PR #865, opened 2026-08-15
DB contention fixes and modernization

rksh:
Submitting as a **_draft_** for now - this is going to need a ton of testing.
Short version: database contention is a common cause of play console crashes - revisiting old mode and locking assumptions from the early days and trying to modernize them.
- switching to WAL mode to make logging more reliable/efficient
- handling a bunch of cases with timeouts and contention explicitly
- avoiding multiple helpers/queues that could result in deadlocks/contention


rksh:
putting this out as ready for review - tested/working on multiple devices over the last month, more testing certainly required.

bobzilladev (approved):
Have been running for a few weeks, good afaict!

PR #2603, opened 2026-03-03
fix: fix types for React 19

amje:


src/components/layout/Container/Container.tsx
```diff
@@ -38,7 +38,7 @@ export interface ContainerProps extends QAProps {
      * By default takes props via `LayoutContext`
      */
     spaceRow?: Space | MediaPartial<Space>;
-    as?: keyof JSX.IntrinsicElements;
+    as?: keyof React.JSX.IntrinsicElements;
```
ogonkov, line 41: May be we need to deny usage of global JSX in eslint?

PR #2614, opened 2026-03-17
feat(FileDropZone): improve file rejection handling and drag feedback

dvortsovs:
## Summary

This PR improves the unstable `FileDropZone` component and the `useDropZone` hook by making file acceptance/rejection handling explicit, adding invalid drag feedback, and expanding test coverage.

## What Changed

- Updated `FileDropZone` callbacks:
  - `onUpdate` now receives both accepted files and rejected files.
  - Added `onUpdateAccepted` for accepted files only.
  - Added `onUpdateRejected` for rejected files only.
- Added typed file rejection data through `DropZoneFileRejection`, including rejection reasons:
  - `invalid-type` for files that do not match the configured MIME types.
  - `too-many-files` for extra files when `multiple` is `false`.
- Made `accept` optional and default it to an empty list, which allows all file types.
- Added invalid drag visual feedback when dragged files do not match accepted MIME types.
- Added `qa` support for the root `FileDropZone` element and a stable QA attribute for the hidden file input.
- Moved file validation into shared utilities and split `FileDropZone` types, constants, and helpers into dedicated files.
- Refactored `useDropZone` so it focuses on drag-and-drop event handling and exposes native drag event callbacks.
- Updated English and Russian documentation for the new API.
- Added unit and visual tests for `FileDropZone`, `useDropZone`, and file separation utilities.

## Notes

The change updates the public unstable API for `FileDropZone` and `useDropZone`, including the `onUpdate` callback signature and exported hook types.


src/components/lab/FileDropZone/__tests__/FileDropZone.visual.test.tsx
```diff
@@ -9,6 +11,22 @@ test.describe('FileDropZone', {tag: '@FileDropZone'}, () => {
...
 
+    test('render story: <Default> clicked', async ({mount, expectScreenshot}) => {
+        const root = await mount(<FileDropZoneStories.Default />);
+
+        await root.click();
+
+        await expectScreenshot();
+    });
+
+    test('render story: <Default> focused', async ({mount, expectScreenshot}) => {
```
amje, line 22: Screenshots from these two tests look the same

src/components/lab/FileDropZone/__tests__/FileDropZone.test.tsx
```diff
@@ -0,0 +1,304 @@
...
+            const zone = screen.getByTestId('drop-zone');
+            expect(zone.className).toMatch(/disabled/);
+        });
+
+        test('does not call onUpdate on drop when disabled', () => {
+            const onUpdate = jest.fn();
+            render(<FileDropZone {...defaultProps} onUpdate={onUpdate} disabled qa="drop-zone" />);
+            const zone = screen.getByTestId('drop-zone');
+
+            fireEvent.dragEnter(zone, createDropData([createFile('a.png', 'image/png')]));
```
amje, line 135: It's better to use user object for firing events (https://github.com/gravity-ui/uikit/blob/7e725f370139f7562925aa715d0773bf95e4f213/src/components/Select/__tests__/Select.clear.test.tsx#L69)

src/components/lab/FileDropZone/types.ts
```diff
@@ -0,0 +1,33 @@
+import type {BaseInputControlProps} from 'src/components/controls/types';
+import type {FileRejection, UseDropZoneAccept} from 'src/hooks/lab/useDropZone';
+
+import type {IconData} from '../..';
```
amje, line 1: Please do not import from index file, use direct import path

src/components/lab/FileDropZone/types.ts
```diff
@@ -0,0 +1,33 @@
+import type {BaseInputControlProps} from 'src/components/controls/types';
```
amje: We don't have any bundler to resolve such aliases. Please use true relative paths

src/components/lab/FileDropZone/FileDropZone.Provider.tsx
```diff
@@ -73,22 +78,59 @@ export const FileDropZoneProvider = ({
...
+        },
+        [onReject],
+    );
+
+    const {isDraggingOver, isInvalidDrag, getDroppableProps} = useDropZone({
         accept,
         disabled,
-        onDrop: handleDrop,
+        multiple,
+        maxFilesCount,
```
amje: DropZone shouldn't know about files, it should be generic

src/components/lab/FileDropZone/types.ts
```diff
@@ -0,0 +1,33 @@
...
+        onUpdate: (files: File[]) => void;
+        onReject?: (items: DropZoneFileRejection[]) => void;
+        title?: string;
+        description?: string;
+        buttonText?: string;
+        icon?: IconData | null;
+        errorIcon?: IconData | null;
+        className?: string;
+        multiple?: boolean;
+        maxFilesCount?: number;
```
amje: Let's not validate inside the component. We cannot predict what the user might need. Leave it for the user choice. These props are redundant and can be converted to smth generic: `maxFilesCount`, `onReject`

amje (changes requested):

src/components/lab/FileDropZone/__tests__/FileDropZone.visual.test.tsx
dvortsovs: These tests verify different actions: one checks focus via Tab, while the other checks clicking on the zone.

src/components/lab/FileDropZone/__tests__/FileDropZone.test.tsx
dvortsovs: I couldn't find a way to replace DnD events using userEvent. So I used this in places, where it possible

src/components/lab/FileDropZone/FileDropZone.tsx
```diff
@@ -58,10 +60,14 @@ const FileDropZoneContent = ({className, children}: FileDropZoneContainerProps)
     return (
         <div
             {...getDroppableProps()}
+            data-qa={qa}
+            aria-disabled={disabled || undefined}
```
korvin89, line 64: **a11y: disabled zone stays in the tab order.** `getDroppableProps()` always returns `tabIndex: 0` and `role="button"`, so even with `aria-disabled` set here the container is still reachable by Tab and announced as a button. Pressing Enter does nothing (`onKeyDown` is disabled), so focus lands "nowhere". Consider forcing `tabIndex={-1}` on the root when `disabled` is set.

src/components/lab/FileDropZone/FileDropZone.scss
```diff
@@ -9,7 +9,6 @@ $block: '.#{variables.$ns}file-drop-zone';
     box-sizing: border-box;
     padding: 16px;
 
-    cursor: pointer;
     outline: none;
```
korvin89, line 13: **UX: `cursor: pointer` was removed, but the whole zone became clickable in this PR.** This seems backwards — previously only the button was the click target, now the entire container handles clicks. It'd be more consistent to *add* `cursor: pointer` to the whole zone (and `not-allowed`/`default` for the `_disabled` modifier) so users see the area is interactive. Was the removal intentional?

src/components/lab/FileDropZone/utils.ts
```diff
@@ -0,0 +1,75 @@
...
+
+    return reasons;
+}
+
+export function getSeparatedItems(dataTransfer: DataTransfer, options: ValidateOptions) {
+    const items = dataTransfer.items;
+    const accepted: DataTransferItem[] = [];
+    const rejected: FileRejection[] = [];
+
+    for (const item of items) {
```
korvin89, line 55: **Potential cross-browser issue: iterating `DataTransferItemList` with `for...of`.** `DataTransferItemList` is not guaranteed to be iterable (no `Symbol.iterator` per spec), so `for (const item of items)` may throw in some browsers. The tests don't catch this because the mocks use a plain array. Since this code is being rewritten anyway, safer to do `Array.from(dataTransfer.items)` first. Same applies to `getFilesFromItems` in the provider.

src/components/lab/FileDropZone/__stories__/constants.ts
```diff
@@ -0,0 +1 @@
+export const FileDropZoneQA = 'file-drop-zone-qa';
```
korvin89: **Naming collision risk:** this `FileDropZoneQA` (string) coexists with `FileDropZoneQa` (the QA object in `../constants.ts`). They differ only by the case of the last letters, which is very easy to confuse. Suggest renaming this story-only constant to something distinct, e.g. `FILE_DROP_ZONE_STORY_QA`. (Also, the `FileDropZoneQa` object would benefit from `as const` so its values are literal types rather than `string`.)

src/components/lab/FileDropZone/FileDropZone.Provider.tsx
```diff
@@ -5,95 +5,194 @@ import {useActionHandlers, useFileInput} from '../../../hooks';
...
+    const handleFileInputUpdate = React.useCallback(
         (files: File[]) => {
-            onUpdate(files);
+            if (multiple || files.length <= 1) {
+                handleUpdate(files, []);
+                return;
+            }
+
+            handleUpdate(
+                files.slice(0, 1),
```
korvin89: **Effectively unreachable branch.** In single-file mode the hidden `<input>` has no `multiple` attribute, so the OS dialog allows selecting only one file — this `too-many-files` slice path can't be hit through normal input usage (only via a synthetic `fireEvent.change` in tests). It also duplicates logic `getSeparatedItems` already does for the drop path. Consider simplifying.

korvin89 (approved):

PR #2630, opened 2026-03-25
fix(Breadcrumbs): render endContent only once to prevent duplicate events

### LINKED ISSUE #2617: Breadcrumbs: endContent is rendered twice, duplicating interactive elements and data-qa attributes
### Describe the bug

`endContent` in Breadcrumbs is rendered twice in the DOM (measurement pass + visible pass), causing any interactive content placed there to be duplicated. This leads to two dialogs opening simultaneously on a single button click. As a side effect, `data-qa` attributes on elements inside `endContent` are also duplicated, causing tests that query by `data-qa` to find multiple elements and fail.

### Reproduction

https://stackblitz.com/edit/gravity-ui-uikit-example-96cxtdwr?file=src%2FApp.css,src%2FApp.tsx

### Steps to reproduce

1. Click the "Open Dialog" button inside the breadcrumbs
2. Observe that two dialogs open simultaneously — the counter inside the dialog shows Open modals count: 2

### Environment

@gravity-ui/uikit@^7.33.0

### Validations

temrjan:
## Summary

Fixes #2617 — `endContent` is rendered twice in the DOM (once in the visible list, once in the hidden measurer container), causing interactive elements to fire events twice and duplicating `data-qa` attributes.

**Root cause:** The measurer `<div aria-hidden="true" inert>` renders a full copy of `endContent` for width calculation. Even though the container is hidden, React still mounts the component tree and attaches event handlers.

**Fix:** Remove `endContent` from the measurer. It is already tracked via `preservedRefs` in the visible list (line 58), so `useCollapseChildren` correctly accounts for its width during collapse calculation.

## Test plan

- [x] Added test: `renders endContent only once in the DOM` — verifies only one button is found by role
- [x] All 15 existing Breadcrumbs tests pass
- [x] ESLint + pre-commit hooks pass

🤖 Generated with [Claude Code](https://claude.com/claude-code)

### DIFF
--- a/src/components/Breadcrumbs/Breadcrumbs.tsx
+++ b/src/components/Breadcrumbs/Breadcrumbs.tsx
@@ -190,11 +190,6 @@ export const Breadcrumbs = React.forwardRef(function Breadcrumbs(
                     {items.map((child, index) =>
                         renderChild(child, index, index === items.length - 1, false),
                     )}
-                    {props.endContent && (
-                        <li key="end-content" className={b('item')}>
-                            {props.endContent}
-                        </li>
-                    )}
                 </ol>
             </div>
         </ol>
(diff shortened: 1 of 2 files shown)


temrjan:
Hi @ValeraS, just a gentle reminder about this PR. Would appreciate a review when you have a moment, thanks!

ValeraS:
@temrjan Hi, this was fixed here #2647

> **Your assignment**
When a line in the data contains "keyof", return it as written.

> **Answer for this exercise**
-    as?: keyof JSX.IntrinsicElements;
+    as?: keyof React.JSX.IntrinsicElements;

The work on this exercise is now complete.